One of the most common questions we encounter about screw piles is:

“What happens if you hit something underground when your installing screw-piles?”

And that is precisely what this article will address.

First Things First – Soil Conditions

As much as we love to sell high-quality screw piles as a quick, easy and environmentally friendlier alternative to concrete even we acknowledge that screw-pile are not suitable for every job.

e.g. If you are seeking to instal DIY screw-piles by hand in a site filled with old brick or concrete footings. Though it would be possible to overcome these obstructions with pre-drilling and installation with a mini digger, it would be near impossible to do that installation by hand.

In summary, you must ensure that screw-piles are suitable for your ground conditions. It will save you a lot of time and trouble to choose the right foundation type for your soil conditions.

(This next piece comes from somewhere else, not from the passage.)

PR #325, opened 2022-04-13
CORE-5801 Add membership schemas for validation

charlieR3:
This PR introduces a schema for validating the a group policy is well formed. It needs to support a dynamic group, and static group and work as a group policy for the MGM CPI.

Services to expose this schema and validate against group policy samples will be created later.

If you have occasional obstructions at a shallow depth you can drill through these obstructions with power tools (for DIY screw-pile jobs) or with an auger flight attached to an auger unit. This clears the path for the screw-pile to be drilled in later.

Removing Obstruction

If you encounter occasional obstruction at a shallow depth you can consider digging out the obstruction. Once the obstruction is removed you can continue drilling with the screw pile.

Moving The Location

In some situations, when most of the piles have been installed successfully, if a serious obstruction is encountered it can be worth simply moving the screw-pile location further down the pre-planned fountain line, providing this does not affect the maximum limit of the span between piles. If only a small number of piles encounter serious obstructions this is often an easy way to overcome the issue.

In Summary

As any contractor experienced in groundworks will tell you, it is incredibly difficult to determine what is underground 100% of the time. But understanding your ground conditions is primary to choosing the right sort of foundation for your project and determining whether screw-piles are suitable. This can be achieved by conducting a soil investigation, studying local boreholes or, for minor DIY jobs, simply taking a spade and having a dig.

Once you have concluded you have suitable ground conditions for screw-piles, should you encounter the occasional obstruction, the above solutions are what the majority of installers use to overcome them.

p.s. It goes without saying that should also locate your services and use a CAT scanner if there is any doubt before conducting any groundworks.

Disclaimer –Information in this blog does not in any way constitute building advice or guidance for private or commercial building projects.